→ Problem statement
Which of the lines in the data below contain the string "images"? Copy each of them.

→ Data

Issue #2952, opened 2019-09-03
Slight difference in statement input connection location


samelhusseini:
**Describe the bug**

There's a slight difference in location of a statement input's connection between the original renderer and the geras.

**To Reproduce**

Original:
<img width="830" alt="Screen Shot 2019-09-03 at 10 38 10 AM" src="https://user-images.githubusercontent.com/16690124/64195809-376e2800-ce37-11e9-8933-91c9959507ae.png">

Geras:
<img width="557" alt="Screen Shot 2019-09-03 at 10 38 53 AM" src="https://user-images.githubusercontent.com/16690124/64195816-3a691880-ce37-11e9-8be4-62545c7ed0e3.png">

**Expected behavior**

Notice the highlight is ever so slightly offset to the left.

samelhusseini:
Fixed.

PR #2953, opened 2019-09-03
Fix slight offset in statement input connection X location.

samelhusseini:
## The basics
- [x] I branched from develop

### Resolves

https://github.com/google/blockly/issues/2952

### Proposed Changes

Add additional X coordinate space when positioning the statement input. Enough for the dark path and the light path (so it matches the original renderer). 

Use the DARK_PATH_OFFSET constants instead of 0.5 when positioning the statement input on the Y axis.

### Reason for Changes

Match original renderer.

### DIFF
--- a/core/renderers/common/drawer.js
+++ b/core/renderers/common/drawer.js
@@ -394,8 +394,9 @@ Blockly.blockRendering.Drawer.prototype.positionStatementInputConnection_ = func
     var connX = row.xPos + row.statementEdge + input.notchOffset;
     if (this.info_.RTL) {
       connX *= -1;
+    } else {
+      connX += this.constants_.DARK_PATH_OFFSET;
     }
-    connX += this.constants_.DARK_PATH_OFFSET;
     input.connection.setOffsetInBlock(connX,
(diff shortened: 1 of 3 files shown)


samelhusseini:
RTL has a number of issues: https://github.com/google/blockly/issues/2954, will address in this PR too.

samelhusseini:
Fixed https://github.com/google/blockly/issues/2954

core/renderers/common/drawer.js
```diff
@@ -394,8 +394,9 @@ Blockly.blockRendering.Drawer.prototype.positionStatementInputConnection_ = func
     var connX = row.xPos + row.statementEdge + input.notchOffset;
     if (this.info_.RTL) {
       connX *= -1;
+    } else {
```
rachel-fenichel: This works for now--longer term, I think I want to move this into the geras-specific drawer and get rid of the dark path offset for other renderers.

samelhusseini: I'm down with that plan!

PR #2955, opened 2019-09-03
Refactors modify and add tests

alschmiedt:
## The basics

- [x] I branched from develop

### Resolves
Refactors modify and cleans up some TODOs. 

### Proposed Changes
The only change in functionality is if the workspace is marked and the cursor is on a next or an input connection it will move the source block to the workspace. Previously, it did not move the block and warned the user that this action was not allowed. We changed insert to be a bit more aggressive in trying to find a way to connect two blocks given a connection, so trying to do the same thing here.

### Test Coverage

Tested on:

### DIFF
--- a/core/keyboard_nav/navigation.js
+++ b/core/keyboard_nav/navigation.js
@@ -487,7 +487,7 @@ Blockly.navigation.moveBlockToWorkspace_ = function(block, wsNode) {
 Blockly.navigation.modify_ = function() {
   var markerNode = Blockly.navigation.marker_.getCurNode();
   var cursorNode = Blockly.navigation.cursor_.getCurNode();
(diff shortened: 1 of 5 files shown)


core/keyboard_nav/navigation.js
```diff
@@ -432,68 +433,82 @@ Blockly.navigation.modify = function() {
...
   }
+  return true;
+};
 
-  if (cursorType == Blockly.ASTNode.types.WORKSPACE) {
-    Blockly.navigation.warn('Cannot attach a workspace to anything else.');
+/**
+ * Disconnect the block from its parent and move to the position of the
+ * workspace node.
+ * @param {!Blockly.Block} block [description]
```
rachel-fenichel: Missing descriptions

PR #2959, opened 2019-09-03
Action list

alschmiedt:
## The basics

- [x] I branched from develop

### Resolves
Keyboard navigation did not work in readonly mode. 

### Proposed Changes
If we are in read only mode and keyboard accessibility mode is turned on then we will allow a certain subset of actions that do not modify the workspace, but allow the user to move around the workspace.

### Test Coverage

Tested on:

### DIFF
--- a/core/blockly.js
+++ b/core/blockly.js
@@ -216,9 +216,8 @@ Blockly.onKeyDown_ = function(e) {
 
   if (mainWorkspace.options.readOnly) {
     // When in read only mode handle key actions for keyboard navigation.
-    if (Blockly.keyboardAccessibilityMode &&
-      Blockly.navigation.onKeyPress(e)) {
-      return true;
+    if (Blockly.keyboardAccessibilityMode) {
+      Blockly.navigation.onKeyPress(e);
     }
     return;
   }
--- a/core/blockly.js
+++ b/core/blockly.js
@@ -206,20 +206,23 @@ Blockly.svgResize = function(workspace) {
 Blockly.onKeyDown_ = function(e) {
   var mainWorkspace = Blockly.mainWorkspace;
 
-  if (mainWorkspace.options.readOnly &&
-      Blockly.keyboardAccessibilityMode &&
-      Blockly.navigation.onKeyPress(e)) {
-    return true;
-  }
-
-  if (mainWorkspace.options.readOnly || Blockly.utils.isTargetInput(e) ||
+  if (Blockly.utils.isTargetInput(e) ||
       (mainWorkspace.rendered && !mainWorkspace.isVisible())) {
-    // No key actions on readonly workspaces.
     // When focused on an HTML text input widget, don't trap any keys.
     // Ignore keypresses on rendered workspaces that have been explicitly
     // hidden.
     return;
   }
+
+  if (mainWorkspace.options.readOnly) {
+    // When in read only mode handle key actions for keyboard navigation.
+    if (Blockly.keyboardAccessibilityMode &&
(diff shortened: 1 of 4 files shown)


core/keyboard_nav/ast_node.js
```diff
@@ -288,7 +288,7 @@ Blockly.ASTNode.prototype.findPreviousEditableField_ = function(location,
   var previousField = null;
   var startIdx = opt_last ? fieldRow.length - 1 : fieldIdx - 1;
   for (var i = startIdx, field; field = fieldRow[i]; i--) {
-    if (field.isCurrentlyEditable()) {
```
RoboErikG: Why this change?

core/blockly.js
```diff
@@ -205,6 +205,13 @@ Blockly.svgResize = function(workspace) {
 // are multiple workspaces and non-main workspaces are able to accept input.
 Blockly.onKeyDown_ = function(e) {
   var mainWorkspace = Blockly.mainWorkspace;
+
+  if (mainWorkspace.options.readOnly &&
```
RoboErikG: I think you're conflicting a bit with the if statement immediate below. I'd actually move this below, take out the readOnly check in the other if so it reads like:

```
if (Blockly.utils.isTargetInput(e) || (...rendered && ... isVisible)) {
  ...
}
if (mainWorkspace.options.readOnly) {
  if (Blockly.keyboardAccessibilityMode) {
    Blockly.navigation.onKeyPress(e);
  }
  return; // Doesn't return a value
}
```

core/keyboard_nav/navigation.js
```diff
@@ -837,14 +837,19 @@ Blockly.navigation.onKeyPress = function(e) {
...
   var curNode = Blockly.navigation.cursor_.getCurNode();
+  var readOnly = Blockly.getMainWorkspace().options.readOnly;
   var actionHandled = false;
 
   if (action) {
-    if (curNode && curNode.getType() === Blockly.ASTNode.types.FIELD) {
-      actionHandled = curNode.getLocation().onBlocklyAction(action);
-    }
-    if (!actionHandled) {
+    if (readOnly && Blockly.navigation.READONLY_ACTION_LIST.indexOf(action) > -1) {
```
RoboErikG: If you swap these two it becomes
if (!readonly) {
  ...
} else if (Blockly.navigation.READONLY_ACTION_LIST.indexOf(action) > -1) {
  ...
}

core/keyboard_nav/ast_node.js
alschmiedt: Because isCurrentlyEditable will always be false for fields when in readOnly mode. So the user wouldn't be able to navigate to the fields.

core/blockly.js
alschmiedt: fixed

core/keyboard_nav/navigation.js
alschmiedt: fixed

core/blockly.js
```diff
@@ -206,20 +206,23 @@ Blockly.svgResize = function(workspace) {
...
     // Ignore keypresses on rendered workspaces that have been explicitly
     // hidden.
     return;
   }
+
+  if (mainWorkspace.options.readOnly) {
+    // When in read only mode handle key actions for keyboard navigation.
+    if (Blockly.keyboardAccessibilityMode &&
+      Blockly.navigation.onKeyPress(e)) {
+      return true;
```
RoboErikG: This method has no return. You can just check keyboardAccessibilityMode and then call onKeyPress without the return true.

→ Exercise answer
<img width="830" alt="Screen Shot 2019-09-03 at 10 38 10 AM" src="https://user-images.githubusercontent.com/16690124/64195809-376e2800-ce37-11e9-8933-91c9959507ae.png">
<img width="557" alt="Screen Shot 2019-09-03 at 10 38 53 AM" src="https://user-images.githubusercontent.com/16690124/64195816-3a691880-ce37-11e9-8be4-62545c7ed0e3.png">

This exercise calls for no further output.